§ What you will do: Please restate, word for word, the lines below that begin at the one with "#### Motivation for this proposal" and end at the one with "#### Backwards compatibility". Leave out all other lines.

#### Provided data

Issue #2163, opened 2015-10-09
Proposal: new build config section


dnephin:
#### Motivation for this proposal
* https://github.com/docker/docker/pull/15182 will be in 1.9.0 allow for build args
* new users are often confused when the `environment` section isn't applied during the build phase

#### Proposal

Move all build related configuration into a `build:` section in the service.  Example

```yaml

web:
  build:
    context: .
    dockerfile: Dockerfile.name
    args:
       key: value
  ...
```

This should help clarify the fields that are related to the build phase (and the fields that are not).

#### Backwards compatibility

On the first release both `build` and `dockerfile` would still be allowed at the top level of the service definition.  A `dockerfile` at the top level would print a deprecation warning.

On the following release `dockerfile` at the top level of the service definition would be removed, and it must be under the `build` section.  For trivial cases, a config of `build: path/to/context` would still be supported.

Related #2111

thaJeztah:
I like this approach, sgtm. For the deprecation of the top-level fields; perhaps Compose should add a deprecation policy similar to Engine; https://github.com/docker/docker/blob/master/docs/misc/deprecated.md. This gives users time to adapt, and a clear notice when a feature will be removed,

blaggacao:
+1 can't wait... :dancer:

mosop:
:+1:

marcellodesales:
:+1:

lechen26:
is this option was added to docker-compose? the support for build-args?

Silex:
:+1:

ducva:
:+1:

GarrettHeel:
Working on this in #2540

levivm:
+1

dnephin:
Merged in #2653, carried from #2540

marcellodesales:
Thanks everyone! :+1:  Can't wait for this release!

ericm24:
+1 Really need --build-arg capability with docker-compose!!  Will be MOST GLAD when it is added and released!

marcellodesales:
@ericm24 +1 :) Can't wait too! :)

Issue #2111, opened 2015-09-30
Add support for --build-args


kismet010:
As this docker/docker#15182 functionality has been merged, it would be great to manage with Compose

I.e.:

Dockerfile with default variables
```
ARG vhost=default.com
RUN echo $vhost > ...
```

Overriding through docker-composer.yml
```
web:
  build: ...
  arguments:
    - vhost: dev.com
```

Or an hierarchy of extended environments
```
production:
  extends: web
  arguments:
    - vhost: my-final-domain.com
```

dnephin:
I've been wanting to make a change to the build config, something like this:

```yaml

web:
  build:
    context: .
    dockerfile: dockerfiles/path/Dockerfile
    arguments:
      arg1: ...
```

dnephin:
I created a proposal for this configuration change at #2163

smboykin:
+1 on this feature request

snelis:
+1 on passing environment variables onto the build step via compose

lsborg:
+1

Silex:
+1

marcellodesales:
I'm stuck at Compose right now... :( Please please add this support...

I can sucessfully build with the the --build-arg because I need the HTTP_PROXY on my build servers... :(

########

§ Answer below:
#### Motivation for this proposal
* https://github.com/docker/docker/pull/15182 will be in 1.9.0 allow for build args
* new users are often confused when the `environment` section isn't applied during the build phase

#### Proposal

Move all build related configuration into a `build:` section in the service.  Example

```yaml

web:
  build:
    context: .
    dockerfile: Dockerfile.name
    args:
       key: value
  ...
```

This should help clarify the fields that are related to the build phase (and the fields that are not).

#### Backwards compatibility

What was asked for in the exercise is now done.